今、あらためて誕生から死に至るまでの物語を、婚礼 ・ 葬儀の 儀礼文化を通して考えたいと思います。たんなる伝統的な儀礼の復活ではなく、100歳の生涯を豊かに生きていくための「儀式創新」を提唱したいと思います。

講座日程・内容
  講座日程 14:30~16:00
1 5月18日(金) 皇室の結婚式~儀式の流れからお料理の献立まで 季刊『皇室』(株式会社 扶桑社)編集長 伊豆野 誠
2 6月15日(金) 若者の意識-恋愛事情から結婚観まで- ㈱ニッセイ基礎研究所 久我 尚子
3 7月13日(金) 葬儀におけるさまざまな儀礼の意味 国立歴史民俗博物館民俗研究系
准教授 山田 慎也
4 10月19日(金) 現代日本にみる死生観の変化 東北大学
総長特命教授 鈴木 岩弓
5 11月16日(金) ライフ・シフト-人生百年の儀礼構想 國學院大學
副学長・教授 石井 研士
コーディネーター
石井研士 國學院大學教授・博士(宗教学)・副学長(専門分野:宗教学・宗教社会学)
司会進行
松本昌子 國學院大學神道文化学部学務補助員

 

出演者プロフィール(敬称略)

  • 伊豆野 誠 (いずの まこと)

    (株)扶桑社 『皇室』編集部 編集長
    昭和37年、熊本県生まれ。
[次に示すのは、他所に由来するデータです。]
PR #1733, opened 2022-08-08
[Rust] Refactored Memory::write method in `wasmedge-sdk`

### LINKED ISSUE #1728: [Rust SDK]function `wasmedge_sdk::memory::write`
Currently, the `memory` type of wasmedge-sdk, has the method [`write()`](https://github.com/WasmEdge/WasmEdge/blob/master/bindings/rust/wasmedge-sdk/src/externals/memory.rs#L94), which is able to safely write contents of a buffer to this `memory` at the given offset. However, the method [`write()`](https://github.com/WasmEdge/WasmEdge/blob/master/bindings/rust/wasmedge-sdk/src/externals/memory.rs#L94) requires taking ownership of the input parameter `data`, which is undesirable in some cases.

For example, if `data` is of type `Arc<Vec<...>>`, we might need the following way to call this function: `memory.write(unsafe { &*Arc::into_raw(data)}.clone(), offset)` (perhaps there is a much better way to implement this).

These cases can be avoided if the parameter `data` passed in by [`write()`](https://github.com/WasmEdge/WasmEdge/blob/master/bindings/rust/wasmedge-sdk/src/externals/memory.rs#L94) is a reference.

When using wasmedge-sys, since there is no `write()` API, I use the following as an alternative.

```rust
fn write_memory(memory: &mut Memory, offset: usize, buffer: &[u8]) -> Result<(), anyhow::Error> {
    let base_ptr_mut: *mut u8 = memory
        .data_pointer_mut(0, 1)
        .expect("failed to returns the mut data pointer to the memory.");

    unsafe { std::slice::from_raw_parts_mut(base_ptr_mut, (memory.size() * 64 * 1024) as usize) }
        .get_mut(offset..)
        .and_then(|s| s.get_mut(..buffer.len()))
        .unwrap()
        .copy_from_slice(buffer);

    Ok(())
}
```

@apepkuss Whether the argument passed in can be a `&[]`? Please take a look at this question, thank you very much!

apepkuss:
This PR is to refactor `Memory::write` method in `wasmedge-sdk` and `Memory::set_data` method in `wasmedge-sys`.

- Fixed #1728

### DIFF
--- a/bindings/rust/wasmedge-sdk/src/externals/memory.rs
+++ b/bindings/rust/wasmedge-sdk/src/externals/memory.rs
@@ -91,7 +91,7 @@ impl Memory {
     /// # Error
     ///
     /// If fail to write to the memory, then an error is returned.
-    pub fn write(&mut self, data: impl IntoIterator<Item = u8>, offset: u32) -> WasmEdgeResult<()> {
+    pub fn write(&mut self, data: impl AsRef<[u8]>, offset: u32) -> WasmEdgeResult<()> {
         self.inner.set_data(data, offset)?;
         Ok(())
     }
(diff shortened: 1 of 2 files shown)


apepkuss:

hydai (approved):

慶應義塾大学商学部卒業後、TBSブリタニカ入社。『ニューズウィーク日本版』編集部勤務を経て、産経出版社に入社、『週間サンケイ』編集部で記者として従事。昭和62年、産経出版と扶桑社合併。『週間SPA!』編集部勤務となる。副編集長を経て平成12年、『月間ビジネスSPA!』編集長、平成13年、『季刊 皇室』編集長に。編集長としての出版物に『皇后さまのご親蚕』、『熊野古道 公式完全ガイド』、『フクワウチ伊勢』など多数。また、最近では、神社本庁監修による「神社検定公式テキスト」である『神社のいろは』『遷宮のつぼ』の執筆等も手がけている。

  • 久我 尚子 (くが なおこ)

    ニッセイ基礎研究所
    2001年 株式会社エヌ・ティ・ティ・ドコモ入社。2007年 独立行政法人日本学術振興会特別研究員(統計科学)採用。2010年 ニッセイ基礎研究所 生活研究部門。2016年7月よりニッセイ基礎研究所 生活研究部 主任研究員
    企画会社及び食品流通会社経営の傍ら、生活アドバイザーとして執筆・講演活動をしてきた。
    日本マーケティング協会「シニアマーケット委員会」委員(2011~2012年)
    ・内閣府「統計委員会」専門委員(2013~2015年)
    ・神奈川県「神奈川なでしこブランドアドバイザリー委員会」委員(2013年~)
    ・総務省「速報性のある包括的な消費関連指標の在り方に関する研究会」委員(2016~2017年)
    ・東京都「東京都監理団体経営目標評価制度に係る評価委員会」委員(2017~)

  • 山田 慎也 (やまだ しんや)

    国立歴史民俗博物館民族研究系 准教授
    1968年、千葉県生まれ。国立歴史民俗博物館准教授および総合研究大学院大学准教授を併任。社会学博士。専攻は民俗学。葬送儀礼の近代化と死生観の変容を主な研究テーマとする。1992年、慶応義塾大法学部法律学科卒業。1997年、慶応義塾大大学院社会学研究科博士課程単位取得満期退学後、国立民族学博物館COE研究員、国立歴史民俗博物館民俗研究部助手を経て、平成19年8月に現職となる。

    著書
    『現代日本の死と葬儀 葬祭業の展開と死生観の変容』(東京大学出版会)、共編著に『変容する死の文化 現代東アジアの葬送と墓制』(東京大学出版会)、『冠婚葬祭の歴史』(水曜社)、『近代化のなかの誕生と死』(岩田書院)などがある。

  • 鈴木 岩弓 (すずき いわゆみ)

    東北大学総長特命教授・名誉教授
    東北大学教養教育院
    専門 ・・・ 宗教民俗学・死生学
    1982年東北大学大学院満期退学後、島根大学助教授などを経て00年に東北大学大学院文学研究科教授(宗教学)。17年3月に定年退職し、同4月より東北大学総長特命教授。震災後の2012年4月からは文学部に「実践宗教学寄附講座」を設置し「臨床宗教師」の養成を進める。

    著書
    『いま、この日本の家族―絆のゆくえ―』(弘文堂)、『変容する死の文化―現代東アジアの葬送と墓制―』(東京大学出版会)など。

    産学連携実績
    布教では無く、超宗派超宗教的見地からグリーフケア、ターミナルケアそして医療者のための宗教的ケアができる「臨床宗教師」の養成を目指してきたが、今では龍谷大学・上智大学など全国の八大学が追随し、公立病院での雇用も始まり社会実装が進んでいる。